The phenomenon at the University is a microcosm of a larger national trend in higher education, which conceptualizes education as fundamentally preparation for employment. In the process, universities tend to depreciate those experiences––like many of those offered in the College of Arts and Sciences––which don’t measurably increase the student’s labor-market value. Across the country, this managerial mindset has resulted in declining enrollment, department cuts and greater emphasis on high-return fields such as business and engineering. The precipitous rise in tuition over the past decades and resultant student debt crisis is one manifestation of this trend. “This isn’t just about Bucknell. We have to be concerned about our own community, colleagues and students, but we also have to look at this in the context of what is happening in higher education more generally,” Sammells acknowledged. 

Despite these persistent problems, Sammells argues, it is certainly possible for the University to emerge from this quagmire by seriously reflecting on how it values faculty and staff, as well as the investment and hiring practices which embody those values. To help facilitate this reflection, Sammells is asking faculty and staff to provide information on their yearly compensation.
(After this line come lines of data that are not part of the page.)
PR #6729, opened 2022-06-30
Update basic viewer to set camera mode earlier (following Efi issue)

### LINKED ISSUE #6722: Wrong distance computation of the camera caused by Basic_viewer_qt::draw()
## Issue Details

The problem is in the `draw()` function of the `Basic_viewer_qt`.
When using the `Basic_viewer_qt` construct to draw a 2D data structure, an orthogonal camera should be used.
The type of the camera is set in lines 1007 (orthogonal) and 1023 (perspective) as part of the `draw()` function.
However, this happens too late in the game, because the call `showEntireScene()` in line 1391 from the init() function of `Basic_viewer_qt` has already been occurred. This call triggers the call `camera->showEntireScene()` on line 3574 of `gqlviwer.h`, which in turn triggers the call `fitSphere(sceneCenter(), sceneRadius())` on line 907 (in `Camera.h`), which computes the distance based on the camera type. As the default type is perspective, the wrong distance is obtained (line 951).

The net effect is that the interesting area of the window is smaller than it should be. You can think of it has having too large margins.

The solution is simple, but I believe that the entire handling of the camera (the compound statement that starts with `if (is_two_dimensional())` in line 1005 of `Basic_viewer_qt.h`)  should not be part of the `draw()` function, because it should not be executed for every frame.

While at it, it will be nice to add a function to `Basic_viewer_qt` that the user can be used to obtain the width and height of the near plane. The rational for this request follows:

Consider rendering non-linear curves in the plane.
I need to approximate a given curve by a polyline in order to render it.
The approximation depends on two things, namely
(i) the window width and height in pixels, and
(ii) the near plane width and height.
I can obtain the former, no problem, with the `resizeGL()` callback.
Naturally, I can compute the bounding box of my scene.
What I'm missing is the margin of the bounding box used to define the camera.
Observe that I do not have the final camera parameters at hand when I generate the polyline approximation (well, these are based on the resulting approximated polylines...).

## Source Code

Polygon/examples/Polygon/draw_polygon.cpp

## Environment

* Operating system (Windows/Mac/Linux, 32/64 bits): irrelevant
* Compiler: irrelevant
* Release or debug mode: both
* Specific flags used (if any): irrelevant
* CGAL version: latest (5.5)
* Boost version: irrelevant
* Other libraries versions if used (Eigen, TBB, etc.): irrelevant

gdamiand:

## Summary of Changes

Update the basic viewer to set camera mode in 2D earlier

TODO: please @efifogel could you test and tell me if this solves your bug?

## Release Management

* Issue(s) solved (if any): maybe fix #6722

### DIFF
--- a/GraphicsView/include/CGAL/Qt/Basic_viewer_qt.h
+++ b/GraphicsView/include/CGAL/Qt/Basic_viewer_qt.h
@@ -54,8 +54,12 @@
 #include <CGAL/Random.h>
 #include <CGAL/assertions.h>
 
+#define CGAL_BASIC_VIEWER_INIT_SIZE_X 500
+#define CGAL_BASIC_VIEWER_INIT_SIZE_Y 450
+
 namespace CGAL
 {
+
 //------------------------------------------------------------------------------
 inline CGAL::IO::Color get_random_color(CGAL::Random& random)
 {
@@ -202,7 +206,7 @@ public:
     else
       setWindowTitle(title);
 
-    resize(500, 450);
+    resize(CGAL_BASIC_VIEWER_INIT_SIZE_X, CGAL_BASIC_VIEWER_INIT_SIZE_X);
 
     if (inverse_normal)
     { negate_all_normals(); }
--- a/GraphicsView/include/CGAL/Qt/Basic_viewer_qt.h
+++ b/GraphicsView/include/CGAL/Qt/Basic_viewer_qt.h
@@ -605,6 +605,7 @@ protected:
 
   void initialize_buffers()
   {
+    set_camera_mode();
     rendering_program_p_l.bind();
 
     // 1) POINT SHADER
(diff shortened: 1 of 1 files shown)


sloriot:
@gdamiand if you want this to end up in 5.5, you shoudl rebase the branch onto `5.5.x-branch`

gdamiand:
> @gdamiand if you want this to end up in 5.5, you shoudl rebase the branch onto `5.5.x-branch`

No matter. 5.5 or 5.6 is ok for me; choose the simpler for you.

sloriot:

efifogel:
Looks good. As far as I'm concerned the fix can be integrated.

I have a small request: Can you please use either enums or constants for the initial window width and height used in the new version of Basic_viewer_qt.h, Line 205: 
  resize(500, 450);
I need to mimic the computation of the pixel/GL-unit ratio before the window is constructed.
If you do, make sure to make them public.

gdamiand:
> Looks good. As far as I'm concerned the fix can be integrated.
> 
> I have a small request: Can you please use either enums or constants for the initial window width and height used in the new version of Basic_viewer_qt.h, Line 205: resize(500, 450); I need to mimic the computation of the pixel/GL-unit ratio before the window is constructed. If you do, make sure to make them public.

Done in https://github.com/CGAL/cgal/pull/6729/commits/e92373740e15e2cc2b71e311131d82f70c38a71b

sloriot:

PR #6733, opened 2022-07-01
sed -i -e 's/egrep/grep -E/g'

### LINKED ISSUE #6710: egrep -> grep -E
https://github.com/CGAL/cgal/blob/9c9139ba50daa19bab71ea4a6e07b1ec11754807/Scripts/scripts/cgal_create_cmake_script#L62

(picking one random occurence)
https://lists.gnu.org/archive/html/grep-commit/2021-08/msg00050.html
`egrep` and `fgrep` now produce a warning, it would be a good idea to replace them with `grep -E` / `grep -F`.

lrineau:
## Summary of Changes

Change `egrep` to `grep -E`. Fix #6710.

## Release Management

* Affected package(s): Scripts, Testsuite
* Issue(s) solved (if any): fix #6710


sloriot:

PR #6735, opened 2022-07-02
Fix eddy/bykat convex hulls sometimes returning extra points on the hull

### LINKED ISSUE #6723: Failed postcondition in ch_bykat
I am getting the following postcondition failure when hulling two circles (forming a sort of pill shape) via `convex_hull_2`:

```
/home/dimitris/source/gc/cgal/Convex_hull_2/include/CGAL/Convex_hull_2/ch_bykat_impl.h: 106: CGAL postcondition violation 'is_ccw_strongly_convex_2( res.output_so_far_begin(), res.output_so_far_end(), ch_traits)'
```

The failure occurred after a change in computation produced slightly different coordinates for the same geometry (the difference being that in the failing case, the points lie exactly on the circles, while in the former, succeeding case, they lie on circles up to floating-point accuracy).  It seems that, due to the nature of my input iterator, `convex_hull_2` delegates to `ch_bykat` which is the failing algorithm.  By contrast, using `std::vector`s as input, runs via the `ch_akl_toussaint` algorithm, which works fine with both sets of numbers.

I separated both failing and succeeding datasets into [a test case](https://github.com/CGAL/cgal/files/8999886/test.zip).  You can simply comment out the definition of `FAILING_CASE`, to switch between the "good" and "bad" point sets.

MaelRL:
## Summary of Changes

Fix eddy & bykat methods sometimes returning collinear vertices on the hull.
    
In these two algorithms, points farthest from a line must be found. In case of multiple points at the same distance, an "extremity" of this set of points must be returned.  This was properly documented in the Less_signed_distance_to_line_2 functor of the ConvexHullTraits_2 concept:

```
The predicate must provide a total order compatible with convexity, i.E., for any line segment \f$ s\f$ one of the endpoints of \f$ s\f$ is the smallest point among the points on \f$ s\f$, with respect to the order given by `Less_signed_distance_to_line_2`.
```

And specific models did respect this requirement. However, the kernel is supposed to also be a model of ConvexHullTraits_2, but Kernel_23::LessSignedDistanceToLine_2 does not require this, and the models (EPICK, Simple_Cartesian, etc.) do not implement it. Hence, if a kernel was used as geometric traits for 2D Convex Hull algorithms, one might not get the expected extreme point when there are multiple points at the same distance to a line at some point in the algorithm. The algorithm recovered, but this created extra points on the hull.

Fixing the functor in the kernel would create an inconsistency with `Kernel_23::Compare_signed_distance_to_line_2`, so instead this commit changes the concept and the code to require providing `Compare_signed_distance_to_line_2` and then uses `Less_xy` in the code in case of `EQUAL` return (that is actually how it was done in the `Convex_hull_2`-specific versions of the `ConvexHullTraits_2` model).

Also rework and complete all CH2 tests + some minor doc improvements.

## Release Management

* Affected package(s): `Convex_hull_23`
* Issue(s) solved (if any): fix #6723


sloriot:
@afabri if you know what was changed could you please update CHANGES.md?

sloriot:

PR #6737, opened 2022-07-04
Fix a bug in weight assignation?

sloriot:


sloriot:
@janetournois @lrineau do you think that there is no bug and we can close this PR?

lrineau:
I believe Jane has been testing the weighted images for a while without this patch.

janetournois:
To be sure of this decision, I just compared meshing with the same parameters, using
* master (dbf244c4db8a7ebb437f096ba5a49e25789e94b8) results in a mesh composed of 143503 cells, with surface looking like that
image

* master + this PR (cherry-pick aaba9ce59c276b0f96f9c9cf59cbdf6cd234e6ad) results in a mesh composed of 314905 cells, with surface looking like that (a lot smoother)
image

So I close this PR. Thank you @sloriot for the suggestion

She hopes this effort will encourage greater pay transparency at the University; “with better information we can all as a community look at this straight on [to] see what that inequality looks like and hopefully do something to rectify it,” she shared.

The disagreement strikes right at the heart of the University’s liberal arts philosophy. The University’s current arrangement affords precipitously higher raises to upper administration while undervaluing (at times even eliminating) crucial resources for faculty to deliver a quality educational experience. On the other hand, it is certainly possible for universities to meaningfully compete by reinvesting in its academic functions, and by ensuring that teachers and staff are paid consistent with their contributions to the campus community. “Who knows, maybe we can be a model for how to do this better?” Sammells noted towards the end of our interview, flashing a brief smile. “How great would that be?”